Squid (Loligo sp) is one of the most essential fishery commodities and ranks third after fish and shrimp in commercial fisheries. The freshness of the squid is a very important factor and is closely related to its economic value. One of the actors in the marine commodity storage business at Rebo Beach, Bangka Regency uses Cucumbers to maintain the quality of Squid. Until now there has been no scientific research that proves that Cucumber can be used as a preservative for Squid. For this reason, it is necessary to research to examine the effect of using cucumber at different concentrations and soaking times on the organoleptic assessment of squid quality. This research was conducted in February 2020. The handling process for the Squid was carried out at the Squid shelter in Baturusa, Merawang District, Bangka Regency. In contrast, the organoleptic tests were carried out at the Aquaculture Laboratory of the University of Bangka Belitung. The research was conducted by experimental method.

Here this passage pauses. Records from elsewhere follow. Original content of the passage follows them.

Issue #723, opened 2026-04-13
snappyz decode fails with TooLarge error on block gossip topic


ch4r10t33r:
## Description

During the devnet4 run (Apr 13), zeam fails to decode a block received via gossipsub on topic `/leanconsensus/devnet0/block/ssz_snappy` with a `TooLarge` error from the snappyz decoder.

## Logs

```
Apr-13 21:08:09.397 [s=0 i=0] [error] (zeam): [network] Error in snappyz decoding the message for topic=/leanconsensus/devnet0/block/ssz_snappy: error.TooLarge
Apr-13 21:08:09.403 [s=0 i=0] [warning] (zeam): [network] SSZ deserialization failed for snappyz_decode message - written 9374750 bytes to debug file: deserialization_dumps/failed_snappyz_decode_1776114489.bin
Apr-13 21:08:09.403 [s=0 i=0] [error] (zeam): [network] Snappyz decode failed - debug file created
```

## Context

- The decoded payload is ~9.37 MB, which likely exceeds the snappyz max decode buffer
- This was a block message from another client on the devnet4 network (slot ~174)
- A debug dump was written to `deserialization_dumps/failed_snappyz_decode_1776114489.bin`

## Expected behavior

Zeam should be able to decode valid snappy-compressed blocks from other clients. The max decode size limit may need to be increased or made configurable to handle large blocks (e.g. blocks with many attestations or large post-quantum signature payloads).

PR #961, opened 2026-05-31
network: bump MAX_RPC_MESSAGE_SIZE 4 MB → 50 MB to match gossip cap (fixes non-finalising devnet)

ch4r10t33r:
## Summary

Devnet finalisation is currently broken: every \`blocks_by_range\` response that carries a real block fails inside \`buildResponseFrame\` with \`error.PayloadTooLarge\`, observed at **~1300 rejects per zeam node in 17 min** across **all peer kinds** (zeam, gean, qlean, grandine — so this is not peer-specific). Without RPC catch-up, fork choice diverges into many parallel branches and no validator majority accumulates → **finalized stays at slot 0**.

### Devnet evidence (zeam_0, 17 min uptime)

| Peer client | \`PayloadTooLarge\` rejects |
|-|-|
| zeam | **783** |
| gean | 501 |
| qlean | 99 |
| grandine | 24 |

Fork-choice tree at slot 246 shows 200+ nodes across 4+ branches at every depth; head=246, finalized=0.

## Root cause

\`MAX_RPC_MESSAGE_SIZE\` was 4 MB while \`MAX_GOSSIP_BLOCK_SIZE\` is 50 MB. \`blocks_by_range\` and \`blocks_by_root\` carry the same XMSS-heavy blocks as the gossip block topic, so the RPC cap must accommodate the same per-block payload. The doc on \`MAX_GOSSIP_BLOCK_SIZE\` already notes devnet4 reached ~9.37 MB blocks (issue #723); the matching RPC cap was missed when the gossip cap was bumped.

## Fix

One-constant bump: \`MAX_RPC_MESSAGE_SIZE\` 4 MB → 50 MB, matching \`MAX_GOSSIP_BLOCK_SIZE\`. The same blocks flow through both transports — they share the same cap.

The pre-existing PR #855 review #9 TODO (split into per-protocol caps so Status / Goodbye / attestations can stay tighter) is preserved verbatim and can land separately.

## Test plan

- [x] \`zig build test\` green (existing \`validateRpcSnappyHeader rejects oversized declared size\` test still works — uses \`MAX_RPC_MESSAGE_SIZE + 1\` symbolically)
- [ ] Deploy to devnet; expect \`PayloadTooLarge\` rejects to drop to ~0 and finalised slot to advance past 0 within a few minutes

### DIFF
--- a/pkgs/network/src/ethlibp2p.zig
+++ b/pkgs/network/src/ethlibp2p.zig
@@ -31,10 +31,22 @@ const ServerStreamError = error{
     InvalidResponseVariant,
 };
 
-/// General RPC message size limit (4 MB). Used for req/resp protocol messages
-/// (BlocksByRoot, Status, etc.) and as a baseline gossip limit for small messages
-/// such as attestations and aggregations.
-const MAX_RPC_MESSAGE_SIZE: usize = 4 * 1024 * 1024;
+/// General RPC message size limit. Used for req/resp protocol messages
+/// (BlocksByRoot, BlocksByRange, Status, etc.) and as a baseline gossip limit
+/// for small messages such as attestations and aggregations.
+///
+/// Sized to match `MAX_GOSSIP_BLOCK_SIZE`: `blocks_by_range` and
+/// `blocks_by_root` carry the same XMSS-heavy blocks as the gossip block
+/// topic, so the RPC cap must accommodate the same per-block payload. A
+/// lower RPC cap (was 4 MB before #960) caused `error.PayloadTooLarge`
+/// during `buildResponseFrame` for every legitimately-sized block that
+/// fit in gossip but not in the RPC frame check, breaking blocks_by_range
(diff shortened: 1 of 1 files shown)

The research variables were differences in the concentration of grated Cucumber and differences in the length of soaking Squid. This study used RAL (Completely Randomized Design) Factorial pattern with 2 factors and 3 replications. Treatment factor by giving grated Cucumber and control or using ice cubes at different times and doses. The soaking times in this study were 24 hours and 48 hours with grated cucumber measurements of 50, 100, and 150 grams per 5 liters of water. Data analysis in this study used the Kruskarwalis test. Squid treated with grated cucumber had the same brightness level as ice cubes after 24 hours of soaking. Giving grated Cucumber does not affect the taste and texture of Squid to the level of people's preferences. Giving grated Cucumber as much as 150 g with 24 hours of soaking time can be accepted by consumers and can compete with Squid which is given ice cube treatment.